Five of the 24 people reported to have died in the fires raging around Los Angeles lived within blocks of each other, in a close-knit Altadena neighborhood near the eastern portion of the city.
The area abutted Angeles National Forest, and residents said many people had lived there for generations, handing down homes they bought decades ago and that they had meticulously kept up.
Two of the dead, a father and his son, who had cerebral palsy, had called for help evacuating, but none came. One of the victims was found near a garden hose he had been using to spray his house as the fire bore down.
At least 24 people total have been reported dead across Los Angeles County, according to the Los Angeles County Medical Examiner’s Office. Among them, 16 people died in the Eaton fire in the east, and eight in the Palisades fire near the coast.
The dead also included a hang-glider, a surfer and a former child star from Australia.
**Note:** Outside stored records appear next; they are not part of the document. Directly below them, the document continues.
PR #769, opened 2025-12-03
[WFCORE-7247][WFLY-21238] Filtering mechanism for management audit logging and configuration change history

### LINKED ISSUE #768: Filtering mechanism for management audit logging and configuration change history
### Description

Add a mechanism that allows the enablement of redaction of susceptible attributes when auditing management operations or saving the history of configuration changes 

### Issue Contact

yersan

yersan:
Jira issues:
* https://issues.redhat.com/browse/WFCORE-7247
* https://issues.redhat.com/browse/WFLY-21238

Fixes https://github.com/wildfly/wildfly-proposals/issues/768

### DIFF
--- a/management/WFCORE-7247_Filtering_mechanism_for_management_audit_logging_and_configuration_change_history.adoc
+++ b/management/WFCORE-7247_Filtering_mechanism_for_management_audit_logging_and_configuration_change_history.adoc
@@ -1,0 +1,152 @@
+---
+categories:
+- management
+- security
+stability-level: community
+# Specify the Feature Development tracker issue for the feature.
+# This must be an issue tracked in https://github.com/orgs/wildfly/projects/7/views/1.
+# To create a Feature Development tracker issue, go to https://github.com/wildfly/wildfly-proposals/issues/new/choose
+# and select 'Feature Development'
+issue: https://github.com/wildfly/wildfly-proposals/issues/768
+# Provide the GitHub ids of the feature team members, organized by role.
+# Provide a single id for the 'assignee' role. Use a YAML list for the 'sme' and
+# 'outside-perspective' roles, even if there is only one person in a role.
+feature-team:
+ developer:
+  - yersan
+ sme:
+  - darranl
+ outside-perspective:
+  - jamezp
+# If this issue tracks the promotion of a previously completed feature to a higher stability level, provide the URL of
+# the original https://github.com/wildfly/wildfly-proposals/issues issue that was used to track the implementation of
+# that feature.
+promotes:
+# During initial development of a feature, this field should be left blank. If after the feature is completed and its
+# stability level is promoted via a later issue, the developer promoting the issue should return to this document ("this"
+# being the original analysis document for the feature). The field should be updated to point to the
+# https://github.com/wildfly/wildfly-proposals/issues issue that promotes it.
+# For example,
+#              | Implementation Issue (A) | Promotion Issue (B)
+# promotes:    |                          | https://github.com/.../A
+# promoted-by: | https://github.com/.../B |
+promoted-by:
+---
+
+= Filtering mechanism for management audit logging and configuration change history
+:author:            Yeray Borges
+:email:             yborgess@redhat.com
+:toc:               left
+:icons:             font
+:idprefix:
+:idseparator:       -
+
+== Overview
+
+Management operations often involve sensitive data, such as clear-text passwords. If management audit logging is enabled, this data is written to the audit log. Additionally, if the configuration change history limit is greater than zero, these operations are stored in memory by the server and can be listed later by an authenticated user.
+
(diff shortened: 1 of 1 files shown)


bstansberry:
A general point on this is adding this facility on its own does not protect anything. The entire management API would need to be audited with the flag set where appropriate.

I don't think we could properly report this feature to our users until that is done. We could report interim steps or something, but the end user-feature is having stuff not reported in the audit log. Just having the mechanism in place with  little or nothing actually redacted is not useful.

Implementing it without a full audit also introduces an incompatible change risk -- i.e. a user decides to allow redaction in version X based on what we'd marked as redactable, and then in version Y we add more things that they'd not want to be redacted. (I fully admit this is a corner case. It's likely not relevant unless different subsystems are making inconsistent decisions about what should be redactable.)

The audit would need to check for any cases where a distinct AttributeDefinition object is used for operations (e.g. add) vs what’s used in the resource. (This is unusual; I’m just writing it here so it is recorded.)

To be formally correct, any subsystem API that added the flag should have an API version bump. (Particularly since the read-operation-description output should report the value; I'll look and see if the analysis requires that and if not I'll comment to add it.)

Note that the initial use case that led to this RFE was operation parameter values being logged that didn't end up being persisted in the configuration, i.e. from ops not related to the persistent config. That is a much smaller thing. It's also a conceptually distinct category from stuff that ends up being in the config file where it can be read by anyone with file read access. I can imagine users wanting separate treatment of those use cases (e.g. use an enum for the attribute that controls this, not a boolean.) Generally I would expect access to the management audit log to be restricted to the same or fewer user organizational roles as ones that can read the config file. If we hide things in the log that are visible in the config I can imagine auditors objecting to that. Particularly if we end up hiding 'safe' values, e.g. credential expressions. (Checking whether a redactable expression is 'safe' is a whole other aspect.)

management/WFCORE-7247_Filtering_mechanism_for_management_audit_logging_and_configuration_change_history.adoc
```diff
@@ -0,0 +1,152 @@
...
+* Provide a new attribute named `redacted` at `/core-service=management/access=audit/logger=audit-log` so users can enable or disable the redaction of sensitive data in the management audit log.
+** It defaults to `true`.
+** When enabled, any attribute flagged as `redactable` will be redacted when the management operation that includes the attribute is logged in the management audit log.
+* Provide a new attribute named `redacted` at `/subsystem=core-management/service=configuration-changes` so users can enable or disable the redaction of sensitive data in the configuration change history.
+** It defaults to `true`.
+** When enabled, any attribute flagged as `redactable` will be redacted when the management operation that includes the attribute is recorded in the configuration change history.
+* WildFly and WildFly Core subsystem attributes will be reviewed to find the existent attributes that will be flagged as `redactable`, for example, any attribute that contains a password or clear-text.
+* The method for the redaction would be a hash function using SHA-256 cryptography algorithm.
```
bstansberry, line 91: * If set to `true` the `redactable` value for any operation parameter will be reported in the `read-operation-description` output.
* If set to `true` the `redactable` value for any resource attribute will be reported in the `read-operation-description` output.

management/WFCORE-7247_Filtering_mechanism_for_management_audit_logging_and_configuration_change_history.adoc
```diff
@@ -0,0 +1,152 @@
...
+=== Relevant Installation Types
+
+* Traditional standalone server (unzipped or provisioned by Galleon)
+* Managed domain
+* OpenShift Source-to-Image (S2I)
+* Bootable jar
+
+== Requirements
+
+* Provide a new Attribute Flag named `redactable` to allow WildFly authors to classify an attribute as **sensitive** data that is eligible for redaction when included as a parameter in a management operation.
```
bstansberry, line 83: A vague general point on all this is I think we need to be more precise about 'attribute' and 'parameter' throughout this document. This kind of deep kernel thing should involve a really hard core highly precise spec.

What is logged are operation parameter values.

The fact that for those we use object's whose class name includes the word 'Attribute' doesn't make them resource attributes.  Even if a particular instance of that class is also used for a resource attributes.

So don't use the word attribute unless you are describing very specific cases involving resource attributes. Which this requirement set should explicitly do. :) The very specific cases being operations that take a generic parameter (e.g. 'value') and write that parameter's value to a resource attribute. For example, write-attribute, undefine-attribute, any others I'm not thinking of. There the operation parameter ('value') is not redactable but the definition of the target attribute tells us the value should be redacted.

bstansberry: The sentence I commented on mentions 'Attribute Flag'.  That should be `Attribute.Flag`.  

My comment above about not using 'attribute'  is about the general common noun 'attribute'. Where using a proper noun like `Attribute.Flag` or `AttributeDefinition` is necessary to precisely communicate, like `Attribute.Flag` is in this sentence I'm commenting on, that's fine.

Here is what we know about some of the victims:
Anthony and Justin Mitchell
Anthony Mitchell, 68, lived with his sons Justin and Jordan, both in their thirties, in a family home handed down for two generations.
Justin had cerebral palsy, and Jordan cared for both his brother and his father, who was also experiencing health problems. But earlier in the week, Jordan had gone to the hospital with his own health issue, a case of sepsis, leaving the two of them alone.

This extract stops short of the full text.